> RECORDS FOR THIS EXERCISE:
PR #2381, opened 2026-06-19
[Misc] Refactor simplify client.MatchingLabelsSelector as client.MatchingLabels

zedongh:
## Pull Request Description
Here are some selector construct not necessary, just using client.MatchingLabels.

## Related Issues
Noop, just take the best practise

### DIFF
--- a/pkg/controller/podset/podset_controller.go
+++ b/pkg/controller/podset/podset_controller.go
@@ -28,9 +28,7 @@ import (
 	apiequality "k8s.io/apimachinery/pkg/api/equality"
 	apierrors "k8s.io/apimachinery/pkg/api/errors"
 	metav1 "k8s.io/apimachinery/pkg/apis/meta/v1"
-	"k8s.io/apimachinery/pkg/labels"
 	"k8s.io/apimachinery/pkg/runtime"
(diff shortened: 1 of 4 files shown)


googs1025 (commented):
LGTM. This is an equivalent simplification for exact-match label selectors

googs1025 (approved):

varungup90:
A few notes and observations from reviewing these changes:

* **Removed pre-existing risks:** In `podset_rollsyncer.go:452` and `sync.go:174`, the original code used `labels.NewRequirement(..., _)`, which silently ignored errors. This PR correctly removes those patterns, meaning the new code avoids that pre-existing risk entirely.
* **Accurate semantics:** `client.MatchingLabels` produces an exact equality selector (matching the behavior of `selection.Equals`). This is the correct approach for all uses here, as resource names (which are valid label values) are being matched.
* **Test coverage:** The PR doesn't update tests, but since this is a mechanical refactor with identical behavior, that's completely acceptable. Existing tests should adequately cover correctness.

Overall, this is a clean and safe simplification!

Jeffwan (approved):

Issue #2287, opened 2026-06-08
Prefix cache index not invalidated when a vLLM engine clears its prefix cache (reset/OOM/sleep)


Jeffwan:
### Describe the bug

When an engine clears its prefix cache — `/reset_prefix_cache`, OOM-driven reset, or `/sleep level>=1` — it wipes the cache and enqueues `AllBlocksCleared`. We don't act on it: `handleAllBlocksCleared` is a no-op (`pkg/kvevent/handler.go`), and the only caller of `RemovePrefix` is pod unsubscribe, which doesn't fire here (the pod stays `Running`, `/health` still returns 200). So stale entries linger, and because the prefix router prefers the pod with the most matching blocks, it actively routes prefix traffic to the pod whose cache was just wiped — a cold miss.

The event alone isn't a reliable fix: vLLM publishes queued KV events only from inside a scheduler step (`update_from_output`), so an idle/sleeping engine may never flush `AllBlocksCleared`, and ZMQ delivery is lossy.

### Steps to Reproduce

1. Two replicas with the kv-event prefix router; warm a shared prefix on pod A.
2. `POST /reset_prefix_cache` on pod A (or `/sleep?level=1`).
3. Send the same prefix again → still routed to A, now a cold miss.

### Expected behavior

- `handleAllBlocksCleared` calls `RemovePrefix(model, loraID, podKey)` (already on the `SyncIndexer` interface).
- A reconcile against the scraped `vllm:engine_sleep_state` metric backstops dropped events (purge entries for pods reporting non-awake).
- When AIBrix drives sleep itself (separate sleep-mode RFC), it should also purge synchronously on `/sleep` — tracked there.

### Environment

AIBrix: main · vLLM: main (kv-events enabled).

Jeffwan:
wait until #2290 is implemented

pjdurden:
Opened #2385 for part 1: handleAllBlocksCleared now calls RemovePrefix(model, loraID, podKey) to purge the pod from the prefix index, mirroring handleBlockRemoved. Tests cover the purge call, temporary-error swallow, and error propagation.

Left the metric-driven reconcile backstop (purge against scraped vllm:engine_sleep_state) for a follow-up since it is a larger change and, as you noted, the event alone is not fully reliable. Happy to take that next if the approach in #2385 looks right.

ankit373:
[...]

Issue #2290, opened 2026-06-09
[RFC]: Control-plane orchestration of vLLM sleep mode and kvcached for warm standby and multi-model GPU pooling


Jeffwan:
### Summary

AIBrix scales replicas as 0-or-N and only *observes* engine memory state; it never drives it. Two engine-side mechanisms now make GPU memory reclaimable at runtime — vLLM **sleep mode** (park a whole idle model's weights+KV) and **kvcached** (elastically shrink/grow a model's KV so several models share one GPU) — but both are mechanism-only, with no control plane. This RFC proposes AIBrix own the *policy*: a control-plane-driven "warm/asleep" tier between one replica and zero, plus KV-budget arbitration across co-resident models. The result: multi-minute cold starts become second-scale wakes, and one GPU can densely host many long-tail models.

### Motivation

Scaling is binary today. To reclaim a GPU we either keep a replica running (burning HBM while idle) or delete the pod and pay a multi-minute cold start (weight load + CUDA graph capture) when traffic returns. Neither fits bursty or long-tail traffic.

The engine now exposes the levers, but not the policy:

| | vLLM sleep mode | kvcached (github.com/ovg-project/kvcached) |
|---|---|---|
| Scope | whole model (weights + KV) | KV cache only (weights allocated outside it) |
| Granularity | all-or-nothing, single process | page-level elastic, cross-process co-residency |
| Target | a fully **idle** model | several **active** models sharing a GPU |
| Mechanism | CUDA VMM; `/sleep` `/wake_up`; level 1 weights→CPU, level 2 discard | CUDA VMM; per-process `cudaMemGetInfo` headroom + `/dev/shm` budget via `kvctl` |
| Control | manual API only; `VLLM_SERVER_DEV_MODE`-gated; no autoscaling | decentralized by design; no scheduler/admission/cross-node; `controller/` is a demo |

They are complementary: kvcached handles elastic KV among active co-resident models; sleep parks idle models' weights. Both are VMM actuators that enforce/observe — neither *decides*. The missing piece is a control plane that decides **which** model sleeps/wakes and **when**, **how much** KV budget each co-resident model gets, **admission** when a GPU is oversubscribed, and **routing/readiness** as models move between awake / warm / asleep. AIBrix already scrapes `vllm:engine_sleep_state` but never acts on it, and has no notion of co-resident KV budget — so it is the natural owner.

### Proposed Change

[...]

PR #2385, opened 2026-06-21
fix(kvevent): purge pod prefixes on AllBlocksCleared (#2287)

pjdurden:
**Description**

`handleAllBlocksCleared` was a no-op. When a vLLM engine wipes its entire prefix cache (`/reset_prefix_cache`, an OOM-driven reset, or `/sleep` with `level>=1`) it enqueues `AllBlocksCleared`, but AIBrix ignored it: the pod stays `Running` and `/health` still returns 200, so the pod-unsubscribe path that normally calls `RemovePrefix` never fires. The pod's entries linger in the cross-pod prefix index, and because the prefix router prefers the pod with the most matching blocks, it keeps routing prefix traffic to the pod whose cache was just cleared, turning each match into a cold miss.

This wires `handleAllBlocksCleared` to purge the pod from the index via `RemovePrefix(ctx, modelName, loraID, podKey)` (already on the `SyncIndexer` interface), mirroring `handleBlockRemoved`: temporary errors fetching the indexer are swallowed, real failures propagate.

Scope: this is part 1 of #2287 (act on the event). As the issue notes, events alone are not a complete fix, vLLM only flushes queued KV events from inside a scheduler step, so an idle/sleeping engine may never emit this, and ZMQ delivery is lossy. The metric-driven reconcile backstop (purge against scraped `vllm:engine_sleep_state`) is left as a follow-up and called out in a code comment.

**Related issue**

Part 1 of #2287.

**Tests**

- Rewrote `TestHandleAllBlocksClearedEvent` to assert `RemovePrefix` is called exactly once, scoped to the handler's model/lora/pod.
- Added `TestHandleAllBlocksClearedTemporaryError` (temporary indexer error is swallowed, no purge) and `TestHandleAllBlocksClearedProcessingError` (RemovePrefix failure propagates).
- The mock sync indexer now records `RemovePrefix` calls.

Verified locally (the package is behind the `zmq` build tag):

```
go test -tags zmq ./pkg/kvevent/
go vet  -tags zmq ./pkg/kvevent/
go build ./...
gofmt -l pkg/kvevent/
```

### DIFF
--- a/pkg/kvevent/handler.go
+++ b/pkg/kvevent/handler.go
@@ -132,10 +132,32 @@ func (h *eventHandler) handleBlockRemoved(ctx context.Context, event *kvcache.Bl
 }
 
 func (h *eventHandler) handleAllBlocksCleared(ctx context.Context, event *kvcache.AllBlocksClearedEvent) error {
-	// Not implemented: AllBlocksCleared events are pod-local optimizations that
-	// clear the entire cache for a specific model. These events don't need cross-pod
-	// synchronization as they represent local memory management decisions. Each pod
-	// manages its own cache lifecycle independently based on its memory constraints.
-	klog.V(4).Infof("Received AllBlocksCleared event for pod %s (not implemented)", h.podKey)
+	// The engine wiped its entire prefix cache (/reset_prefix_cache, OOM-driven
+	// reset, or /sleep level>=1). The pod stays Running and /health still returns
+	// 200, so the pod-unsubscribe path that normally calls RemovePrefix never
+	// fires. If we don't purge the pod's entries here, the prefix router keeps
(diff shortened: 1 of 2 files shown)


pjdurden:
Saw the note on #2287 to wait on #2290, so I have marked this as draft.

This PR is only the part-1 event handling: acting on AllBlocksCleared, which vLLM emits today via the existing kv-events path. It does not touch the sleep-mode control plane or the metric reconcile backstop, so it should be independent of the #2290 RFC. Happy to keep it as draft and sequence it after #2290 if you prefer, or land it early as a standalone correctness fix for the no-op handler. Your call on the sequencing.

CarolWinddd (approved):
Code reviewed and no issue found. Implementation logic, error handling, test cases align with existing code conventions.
...
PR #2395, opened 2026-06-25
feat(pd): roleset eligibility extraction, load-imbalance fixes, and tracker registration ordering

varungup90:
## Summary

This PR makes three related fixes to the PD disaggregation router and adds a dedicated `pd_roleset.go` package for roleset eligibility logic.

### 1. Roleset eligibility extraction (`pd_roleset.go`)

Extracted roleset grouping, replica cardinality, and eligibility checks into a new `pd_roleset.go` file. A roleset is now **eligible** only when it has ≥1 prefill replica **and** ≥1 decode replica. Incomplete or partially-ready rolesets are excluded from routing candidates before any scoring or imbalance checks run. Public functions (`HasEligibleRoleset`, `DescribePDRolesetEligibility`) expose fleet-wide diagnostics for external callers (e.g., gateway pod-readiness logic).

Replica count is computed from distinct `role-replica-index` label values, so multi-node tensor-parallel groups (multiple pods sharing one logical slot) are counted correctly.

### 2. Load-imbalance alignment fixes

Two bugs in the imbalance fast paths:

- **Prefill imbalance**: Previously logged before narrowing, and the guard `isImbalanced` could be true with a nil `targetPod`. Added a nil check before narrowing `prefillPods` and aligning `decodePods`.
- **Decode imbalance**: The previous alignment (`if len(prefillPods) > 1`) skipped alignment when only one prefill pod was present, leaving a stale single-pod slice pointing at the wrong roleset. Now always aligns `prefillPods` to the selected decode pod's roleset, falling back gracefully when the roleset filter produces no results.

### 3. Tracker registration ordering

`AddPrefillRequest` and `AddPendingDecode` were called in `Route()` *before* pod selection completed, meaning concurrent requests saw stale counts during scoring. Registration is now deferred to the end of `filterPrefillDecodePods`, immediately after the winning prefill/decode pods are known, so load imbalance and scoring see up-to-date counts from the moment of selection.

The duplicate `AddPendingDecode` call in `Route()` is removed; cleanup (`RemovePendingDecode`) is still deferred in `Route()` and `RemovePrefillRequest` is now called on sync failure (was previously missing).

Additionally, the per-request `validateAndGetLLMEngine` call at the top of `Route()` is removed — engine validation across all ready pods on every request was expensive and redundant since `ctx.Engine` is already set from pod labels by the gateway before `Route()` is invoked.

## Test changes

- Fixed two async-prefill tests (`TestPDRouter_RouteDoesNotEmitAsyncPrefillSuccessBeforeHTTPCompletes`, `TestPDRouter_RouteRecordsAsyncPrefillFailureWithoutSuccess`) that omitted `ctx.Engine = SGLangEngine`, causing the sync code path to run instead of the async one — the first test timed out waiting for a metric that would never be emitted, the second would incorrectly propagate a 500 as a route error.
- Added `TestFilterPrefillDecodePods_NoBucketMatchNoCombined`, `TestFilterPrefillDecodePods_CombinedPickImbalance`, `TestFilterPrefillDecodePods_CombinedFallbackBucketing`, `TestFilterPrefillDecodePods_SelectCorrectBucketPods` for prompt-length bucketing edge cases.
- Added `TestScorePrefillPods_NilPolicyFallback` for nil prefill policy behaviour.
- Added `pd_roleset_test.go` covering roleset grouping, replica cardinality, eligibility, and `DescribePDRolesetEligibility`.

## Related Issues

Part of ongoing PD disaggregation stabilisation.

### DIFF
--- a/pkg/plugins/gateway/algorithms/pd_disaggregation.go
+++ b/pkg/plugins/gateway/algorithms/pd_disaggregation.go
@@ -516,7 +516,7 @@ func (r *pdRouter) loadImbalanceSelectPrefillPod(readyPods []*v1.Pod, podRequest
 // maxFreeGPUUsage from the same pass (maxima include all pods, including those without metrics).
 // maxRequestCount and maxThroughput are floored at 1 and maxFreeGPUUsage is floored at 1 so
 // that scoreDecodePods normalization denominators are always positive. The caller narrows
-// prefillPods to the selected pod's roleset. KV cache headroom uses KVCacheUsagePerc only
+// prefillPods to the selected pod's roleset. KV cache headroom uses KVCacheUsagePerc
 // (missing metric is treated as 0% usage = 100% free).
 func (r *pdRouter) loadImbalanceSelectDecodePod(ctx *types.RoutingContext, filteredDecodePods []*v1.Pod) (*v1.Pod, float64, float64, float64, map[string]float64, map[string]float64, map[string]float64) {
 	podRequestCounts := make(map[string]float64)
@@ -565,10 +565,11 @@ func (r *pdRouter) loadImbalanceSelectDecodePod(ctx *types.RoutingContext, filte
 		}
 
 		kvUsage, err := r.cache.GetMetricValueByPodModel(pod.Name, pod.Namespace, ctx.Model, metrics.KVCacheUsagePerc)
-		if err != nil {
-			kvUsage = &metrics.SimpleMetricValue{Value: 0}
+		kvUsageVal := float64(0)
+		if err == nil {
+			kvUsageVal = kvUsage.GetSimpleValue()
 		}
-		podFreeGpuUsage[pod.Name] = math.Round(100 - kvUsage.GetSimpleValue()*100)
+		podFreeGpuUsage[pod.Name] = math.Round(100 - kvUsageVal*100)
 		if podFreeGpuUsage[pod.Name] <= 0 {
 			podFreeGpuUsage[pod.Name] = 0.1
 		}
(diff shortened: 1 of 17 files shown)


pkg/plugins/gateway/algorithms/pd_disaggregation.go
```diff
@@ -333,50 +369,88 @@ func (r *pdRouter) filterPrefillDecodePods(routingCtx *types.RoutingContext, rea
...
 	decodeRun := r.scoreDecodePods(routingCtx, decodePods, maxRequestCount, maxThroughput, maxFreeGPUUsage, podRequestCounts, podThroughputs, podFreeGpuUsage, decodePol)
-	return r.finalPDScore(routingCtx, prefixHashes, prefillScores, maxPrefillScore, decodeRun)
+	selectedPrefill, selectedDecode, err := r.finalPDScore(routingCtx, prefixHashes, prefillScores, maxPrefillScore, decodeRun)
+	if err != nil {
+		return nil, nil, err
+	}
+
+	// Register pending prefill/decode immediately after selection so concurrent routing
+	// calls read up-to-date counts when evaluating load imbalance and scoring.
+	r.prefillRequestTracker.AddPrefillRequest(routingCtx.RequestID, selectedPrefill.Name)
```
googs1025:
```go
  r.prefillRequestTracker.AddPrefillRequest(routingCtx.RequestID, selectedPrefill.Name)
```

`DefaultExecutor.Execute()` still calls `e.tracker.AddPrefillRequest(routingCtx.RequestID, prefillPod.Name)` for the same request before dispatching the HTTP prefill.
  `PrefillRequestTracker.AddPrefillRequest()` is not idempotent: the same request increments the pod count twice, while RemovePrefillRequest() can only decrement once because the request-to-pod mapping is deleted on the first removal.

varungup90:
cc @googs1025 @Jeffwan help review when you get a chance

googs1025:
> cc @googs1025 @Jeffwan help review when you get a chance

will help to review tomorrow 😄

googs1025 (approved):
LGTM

> WORK REQUIRED: Using the entries above, return exactly the lines from the line with "## Test changes" to the line with "floored at 1 so", counting both of those lines.

> ANSWER TO THIS TASK:
## Test changes

- Fixed two async-prefill tests (`TestPDRouter_RouteDoesNotEmitAsyncPrefillSuccessBeforeHTTPCompletes`, `TestPDRouter_RouteRecordsAsyncPrefillFailureWithoutSuccess`) that omitted `ctx.Engine = SGLangEngine`, causing the sync code path to run instead of the async one — the first test timed out waiting for a metric that would never be emitted, the second would incorrectly propagate a 500 as a route error.
- Added `TestFilterPrefillDecodePods_NoBucketMatchNoCombined`, `TestFilterPrefillDecodePods_CombinedPickImbalance`, `TestFilterPrefillDecodePods_CombinedFallbackBucketing`, `TestFilterPrefillDecodePods_SelectCorrectBucketPods` for prompt-length bucketing edge cases.
- Added `TestScorePrefillPods_NilPolicyFallback` for nil prefill policy behaviour.
- Added `pd_roleset_test.go` covering roleset grouping, replica cardinality, eligibility, and `DescribePDRolesetEligibility`.

## Related Issues

Part of ongoing PD disaggregation stabilisation.

### DIFF
--- a/pkg/plugins/gateway/algorithms/pd_disaggregation.go
+++ b/pkg/plugins/gateway/algorithms/pd_disaggregation.go
@@ -516,7 +516,7 @@ func (r *pdRouter) loadImbalanceSelectPrefillPod(readyPods []*v1.Pod, podRequest
 // maxFreeGPUUsage from the same pass (maxima include all pods, including those without metrics).
 // maxRequestCount and maxThroughput are floored at 1 and maxFreeGPUUsage is floored at 1 so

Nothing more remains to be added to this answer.